Mehran Jahedi Mehran is a Bachelor of Architecture candidate at the Boston Architectural College. In addition to being a 2015 Huxtable fellow, he works at the American Repertory Theater Scene Shop, where he engages in the fabrication, installation, and layout of scenic elements. His previous internships through the BAC's Gateway Program focused on historic research, preservation, and adaptive reuse in the Brookline and Chestnut Hill areas. These experiences deepened Mehran's strong interests in the social and cultural impacts of architecture alongside the more technical aspects of digital and physical fabrication processes, materials science, and construction methods.

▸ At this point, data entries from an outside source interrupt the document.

PR #936, opened 2026-07-26
feat(agents): built-in tool packs — Phase 0 substrate + Phase 1 files pack

rmusser01:
Expands the agent runtime's built-in tool surface from two tools (`calculator`, `get_current_datetime`) toward a pack-based architecture, in two phases. Design: `Docs/superpowers/specs/2026-07-25-builtin-tool-packs-design.md`. Plan: `Docs/superpowers/plans/2026-07-25-builtin-tool-packs-phase-0-1.md`.

## Phase 0 — runtime substrate

Six properties that made a larger catalog unsafe or unreachable:

- **Tool ceiling 8 → 24, disclosure threshold 8 → 16.** `max_active_tools` was a one-way ratchet with no eviction — `load_tools` returned `"no room"` and nothing ever unloaded. The threshold rises with it because `initial_disclosure` runs per-run, so a catalog above it costs `find_tools`+`load_tools` round trips before any work, on every message.
- **Tool results capped at the history-append seam.** Only the persisted step record was bounded (2000 chars); the history append was unbounded. New `RunBudget.max_tool_result_chars` (16000, `0` = unlimited) enforced in `agent_runtime`, so built-in, MCP and skill results share one rule.
- **Per-tool timeout override**, resolved through the registry and duck-typed so MCP/skill providers keep the run budget.
- **`network` added to `HIGH_RISK_TAGS`**, so egress tools floor to `ask`. Deliberate behaviour change: an MCP tool already declaring `network` begins prompting.
- **MCP name-shadowing made visible.** Built-ins still win collisions (inverting that would let a hostile server name-squat an audited built-in), but the shadowing is now logged rather than silent.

Anna Mezheritskaya is a Bachelor of Architecture candidate at the Boston Architectural College. She was born in St. Petersburg, Russia and immigrated to California at the age of 10. Her interest in architecture began with a passion for visual arts and curiosity in mathematics and sciences in high school. After taking a few architectural courses at a community college, she was hooked and soon transferred to the BAC to pursue her degree. Academically and personally, Anna is interested in the holistic sociocultural impacts that architecture and design can have on communities. As a designer, she tries to incorporate opportunistic, systemic ideas into studio projects with the aim to generate multidimensional positive impacts on and beyond the project site.

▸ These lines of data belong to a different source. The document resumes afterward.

PR #941, opened 2026-07-26
feat(evals): Console-styled Evals workbench (PR 3a of 3)

rmusser01:
PR 3a of the Evals rebuild. Replaces the broken card hub with a Console-styled three-pane workbench
you can inspect and configure a bench in. PR 1 (#922) retired the unreachable Evals UI; PR 2 (#924)
built the word bench engine; **PR 3b adds the results grid.**

## The screen was rendering nothing

The Evals destination showed a header and mode strip with an **empty body**. Confirmed during PR 1 by
capturing the real screen on a branch and on a baseline: identical, both empty.

The cause was architectural. The hub mounted Textual `Screen` objects **inside a `Container`**, and a
nested `Screen` — plus every descendant — collapses to `region=Region(0,0,0,0)` while staying fully
queryable. The old suite passed throughout: `test_evals_screen_shell.py` asserted the hub rendered six
nav-card buttons, and it did, because that test drove a minimal host app rather than the real shell.

Selection state replaces the hand-rolled screen stack. No `Screen` is mounted inside a container.

## What lands

| | |
|---|---|
| `evals_state.py` | `EvalsSelection`, `EvalsViewModel` over `EvalsDB` |
| `library_rail.py` | Benches / Datasets / Runs, collapsible, with a labelled `─ classic ─` subgroup |
| `bench_editor.py` | Bench detail, target table, read-only classic-task detail |
| `snippet_editor.py` | Snippet table, whitespace flags, three import formats |
| `inspector.py` | Per-target readiness, estimate, run action |
| `_evals.tcss` | New sheet, `$ds-*` tokens only |

Also: the runner now returns its per-target `PreflightResult` set (TASK-703) instead of discarding
everything but the canary, so readiness renders from the run's own snapshot rather than a fresh
preflight that could disagree with what the run actually used.

The card hub and its 8 test files are retired — ~3,900 lines. The deletion guard goes 19 → 25 entries.

## Two Criticals caught in review, both worth knowing

**The workbench collapsed to content height.** `.ds-panel { height: auto }` beat
`.destination-workbench { height: 1fr }` on manifest order, and `#evals-workbench` was missing the
id-level override all eight sibling workbenches carry. Measured at 160×45: the workbench occupied
**11 of 35 rows**, the snippet editor's only control laid out **outside its pane's clip region** so
`pilot.click` didn't fire, and the primary action rendered at **y=45 on a 45-row terminal** — below the
screen. Every test passed against it, because they asserted `region.width > 0`, which proves "laid
out", not "visible".

The fix adds the id-level rules and, more importantly, upgrades the assertions to
`pane.region.contains_region(child.region)`. The live gate was also wrong and is now stronger: it
asserts the workbench spans the body, not merely that the capture differs from `dev`.

**Unvalidated JSON ids became widget ids.** An id containing a space raised `BadIdentifier`;
re-importing an export — the round-trip the code advertises — raised `MountError`. In both cases the
write landed *before* the crash, leaving the dataset permanently un-openable with no in-app recovery.
Ids are now validated at the parse boundary and de-duplicated on import.

Four Importants also fixed: a Latin-1 CSV (what Excel exports) crashed the app; readiness drained and
JSON-decoded the entire run group twice per selection in a render path; classic tasks were unreachable
from the rail, leaving a spec requirement and ~200 lines dead; and panes never scrolled.

## Verification

- 67 Evals UI tests, 60 deletion-guard + CSS-integrity tests, `Tests/Evals` 384 passed / 13 skipped
- `Tests/UI` collects 5,317 with zero errors; `import tldw_chatbook.app` clean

David Morgan is a Bachelor of Architecture candidate at the Boston Architectural College. Originally from New Hampshire and Vermont, David spent most of his time roaming through the New England Mountains until he migrated his way to Boston in 2010 to study at the BAC. Where David calls home is a small town deep in the woods of Vermont. The town consisted of 37 people, 280 cows, and 1200 chickens. He helped maintain order by patrolling the lands since he was 4 months old, where he met his best friend and partner in crime, Artemis. Artemis was an elite prairie falcon that was a fixture in David's younger years, learning side by side with him until they parted ways and Artemis began a family of his own. After spending several years working in the construction field, David realized the power of architecture to represent our lives, experiences, and narratives.

Andres Rincon is a Bachelor of Architecture candidate at the Boston Architectural College. He was born in Bogota, Colombia but grew up in Norwalk, Connecticut. Andres realized he wanted to pursue architecture when he studied and experienced the works of Louis Kahn, Leon Battista Alberti, and Andrea Palladio. He attended Norwalk Community College in Connecticut, where he received an associate's degree in architectural engineering. After graduating, Andres worked with Massaro Architecture and Design Firm as a junior architect and as a consultant for ALEA Home and Garden Contractors, LLC.

Annika Nilsson Ripps is a Master of Architecture candidate at the Boston Architectural College. She holds a bachelor's of science in mechanical engineering from Worcester Polytechnic Institute. After beginning her career working in the medical device industry, she is now focused on improving and strengthening communities through spatial design. The Huxtable Fellowship will allow her to further explore how design can protect, nurture, and strengthen human engagement—both interpersonal and with the environment.